Correio Braziliense, n. 22650, 26/03/2025. Política, p. 3
Ex-presidente critica julgamento
Maiara Marinho
Luana Patriolino
Isabela Stanga
Acusado de comandar as ofensivas para tentar um golpe de Estado, o ex-presidente Jair Bolsonaro compareceu de surpresa ao primeiro dia do julgamento da denúncia na Primeira Turma do Supremo Tribunal Federal (STF).
Bolsonaro chegou por volta das 9h25 e se sentou na primeira fila para acompanhar a sessão. Acompanhado de advogados, passou grande parte do tempo em silêncio e usou o celular diversas vezes.
Cerca de 20 minutos após a chegada de Bolsonaro ao STF, a conta dele no X (antigo Twitter) fez uma publicação comparando o julgamento com o jogo entre Brasil e Argentina, que ocorreu ontem à noite.
“Brasil e Argentina em campo hoje às 21h no Monumental de Núñez. Vamos torcer pelos nossos garotos voltarem com a vitória. Já no meu caso, o juiz apita contra antes mesmo de o jogo começar… e ainda é o VAR, o bandeirinha, o técnico e o artilheiro do time adversário; tudo numa pessoa só”, postou.
Às 16h16, com o julgamento em curso, publicou outra mensagem em suas redes sociais, em que criticou o STF, argumentando que a Corte tem alterado suas regras e jurisprudência de forma específica para determinados casos e réus.

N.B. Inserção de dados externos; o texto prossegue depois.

PR #402, opened 2018-09-21
XBee does not return the channel, but, a channel mask. 

otaviojr:
XBee SC command do not returns the channel, but, a channel mask. We need to transform the mask back to the channel number in order to OH2 shows it correctly at XBee Coordinator thing.


otaviojr:
Integer.SIZE was already 32. Don't need to multiply. I will submit a new pull request.

cdjackson:
I would suggest to use the existing classes if possible (eg ZigBeeChannel, and ZigBeeChannelMask). These should allow the conversion I think - the only thing I don't remember off the top of my head is if the XBee channel mask starts with bit0=channel1, or if it is channel 11. I would prefer to reuse such classes if possible to improve readability, and reduce the chance of error.

Issue #326, opened 2018-06-16
CC2531 doesn't pass ZDO MatchDescriptor requests


cdjackson:
This requires custom code in the driver.

PR #410, opened 2018-09-29
CC2531 AF_REGISTER IasZone Cluster to Match Descriptor

otaviojr:
Chris,

I've been trying to use my Nyce Motion Sensor with the CC2531EMK dongle. Z-Stack handles the Match Descriptor Request internally, and, in order to give a successfully response we need to inform it at the AF_REGISTER command that we have an IAS Zone Cluster. Otherwise it will not be able to match the descriptor and will fail.

If you need something, please, fell free to ask.

PS.: I'm working on what you requested at the other commit. But, xstick can not handle the size of my house, and, I'm trying to make it works with CC2531EMK.

regards.

### DIFF
--- a/com.zsmartsystems.zigbee.dongle.cc2531/src/main/java/com/zsmartsystems/zigbee/dongle/cc2531/ZigBeeDongleTiCc2531.java
+++ b/com.zsmartsystems.zigbee.dongle.cc2531/src/main/java/com/zsmartsystems/zigbee/dongle/cc2531/ZigBeeDongleTiCc2531.java
@@ -420,7 +420,7 @@ public class ZigBeeDongleTiCc2531
 
         AF_REGISTER_SRSP result;
         result = networkManager.sendAFRegister(
-                new AF_REGISTER(endpointId, profileId, (short) 0, (byte) 0, new int[] {}, new int[] {}));
+                new AF_REGISTER(endpointId, profileId, (short) 0, (byte) 0, new int[] {}, new int[] {0x500}));
         // FIX We should retry only when Status != 0xb8 ( Z_APS_DUPLICATE_ENTRY )
         if (result.getStatus() != 0) {
             // TODO We should provide a workaround for the maximum number of registered EndPoint


cdjackson:
Hi,
I'm a little surprised that the ZNP stack doesn't pass these ZDO messages through. We have users who are using this with SmartThings devices which also have the same requirement. Are you absolutely certain that the ZDO messages are not passed to the application? If it didn't work, then no-one would be able to use the SmartThings devices either, and I'm sure I would have a lot of complaints.

I prefer to handle this in the application if possible as it is then uniform for all dongle types. Only if it's really not passing these messages should we do this in the dongle driver.

If the ZNP stack is really not passing this data, then I also prefer not to hard-code the clusters like this. There is a config option to allow the application to set the supported clusters, and this should be used. See the Telegesis dongle for an example.

Can you also add the ```signed-off-by``` tag to your commits (eg ```Signed-off-by: Chris Jackson <chris@cd-jackson.com>```) and ideally to the PRs as well.

Thanks.

otaviojr:
Chris, ZDO messages are going to application. The Match Descriptor Request is the only one that is not. Probably, people using CC2531, will not be able to add IAS Zones devices. Motion sensors, for example.

Match Descriptor Request is send by those devices to the coordinator and it is not a response. Z-Stack passthrough responses to the host. This request is handled by Z-Stack and if we not inform Z-Stack of our supported cluster it will fail.

I've tested a lot. And this is it. I will look forward to improve this code.

regards

cdjackson:
Ok, thanks. I will also run a test here over the next day or so as I’m just a bit surprised I’ve not seen this before.

Can you confirm what stack version you are using - just in case it’s related to that.

Thanks.

otaviojr:
If you get a look at Z-Stack ZNP documentation. You will see that the Match Descriptor Request is a message to generate the command and not to receive the command.

Every message that can be forward to the host have a note to register for receiving it. All Responses, Device Announcement, etc..

Match Descriptor Request do not have this not. Probably because will not be forwarded to host.

regards

cdjackson:
I just reminded myself that I raised this as an issue a while back -:

https://github.com/zsmartsystems/com.zsmartsystems.zigbee/issues/326

If you can clean this up and use the standard API calls to set the clusters, that would be great.

otaviojr:
Hi Chris,

I came up with those changes. What do you think?

Am I on the right track?

regards

otaviojr:
Chris, I did it. Could you check please?

I also made PR at the bindind to use this and register the cluster.

regards

cdjackson:
Thanks - I will take a look.

Note that the binding change won't work until the libraries are updated (obviously ;) ), but this may not be for a month or two so you will need to manage the library manually.

com.zsmartsystems.zigbee.dongle.cc2531/src/main/java/com/zsmartsystems/zigbee/dongle/cc2531/ZigBeeDongleTiCc2531.java
```diff
@@ -419,8 +450,8 @@ private int createEndPoint(int endpointId, int profileId) {
         logger.trace("Registering a new endpoint {} for profile {}", endpointId, profileId);
 
         AF_REGISTER_SRSP result;
-        result = networkManager.sendAFRegister(
-                new AF_REGISTER(endpointId, profileId, (short) 0, (byte) 0, new int[] {}, new int[] {}));
+        result = networkManager.sendAFRegister(new AF_REGISTER(endpointId, profileId, (short) 0, (byte) 0,
+                this.supportedInputClusters, this.supportedOutputClusters));
```
cdjackson: I don't think we need to have ```this``` here as there are no local vars with the same name.

com.zsmartsystems.zigbee.dongle.cc2531/src/main/java/com/zsmartsystems/zigbee/dongle/cc2531/ZigBeeDongleTiCc2531.java
```diff
@@ -198,6 +213,22 @@ public void updateTransportConfig(TransportConfig configuration) {
         }
     }
 
+    private ZigBeeStatus setSupportedInputClusters(ArrayList<Integer> supportedClusters) {
+        this.supportedInputClusters = new int[supportedClusters.size()];
```
cdjackson: You can probably simplify this with something like -:

```
       supportedInputClusters = supportedClusters.stream().mapToInt(Integer::intValue).toArray();
```

com.zsmartsystems.zigbee.dongle.cc2531/src/main/java/com/zsmartsystems/zigbee/dongle/cc2531/ZigBeeDongleTiCc2531.java
```diff
@@ -198,6 +213,22 @@ public void updateTransportConfig(TransportConfig configuration) {
...
+        for (int i = 0; i < supportedClusters.size(); i++) {
+            this.supportedInputClusters[i] = supportedClusters.get(i);
+        }
+        return ZigBeeStatus.SUCCESS;
+    }
+
+    private ZigBeeStatus setSupportedOutputClusters(ArrayList<Integer> supportedClusters) {
+        this.supportedOutputClusters = new int[supportedClusters.size()];
```
cdjackson: Same comment as above...

PR #440, opened 2018-11-25
Perform critical Telegesis initialisation prior to performing any transactions

### LINKED ISSUE #435: Telegesis can not be initialized
The Telegesis dongle can't be intilialized anymore. In the logs there is one noticeable entry which says:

“Em dezembro de 2023, com a PET 12.100 já em curso, o STF alterou seu Regimento Interno para que as ações penais originárias deixassem de ser julgadas pelo plenário e passassem a tramitar nas Turmas. Agora, a apenas duas semanas do meu julgamento, o STF mudou novamente seu entendimento sobre a prerrogativa de foro, ampliando sua competência para alcançar réus que não exercem mais função pública — contrariando jurisprudência consolidada desde 2018”, argumentou Bolsonaro.
“No meu caso, a própria acusação afirma que os supostos atos teriam ocorrido durante e em razão do exercício da Presidência da República, o que atrairia não só o foro por prerrogativa de função (segundo eles mesmos!), mas todas as garantias a ele inerentes — incluindo o julgamento pelo plenário, nos termos do art. 5º, I, do Regimento Interno do STF, que estabelece expressamente essa competência quando se trata de crime comum atribuído ao presidente da República”, completou.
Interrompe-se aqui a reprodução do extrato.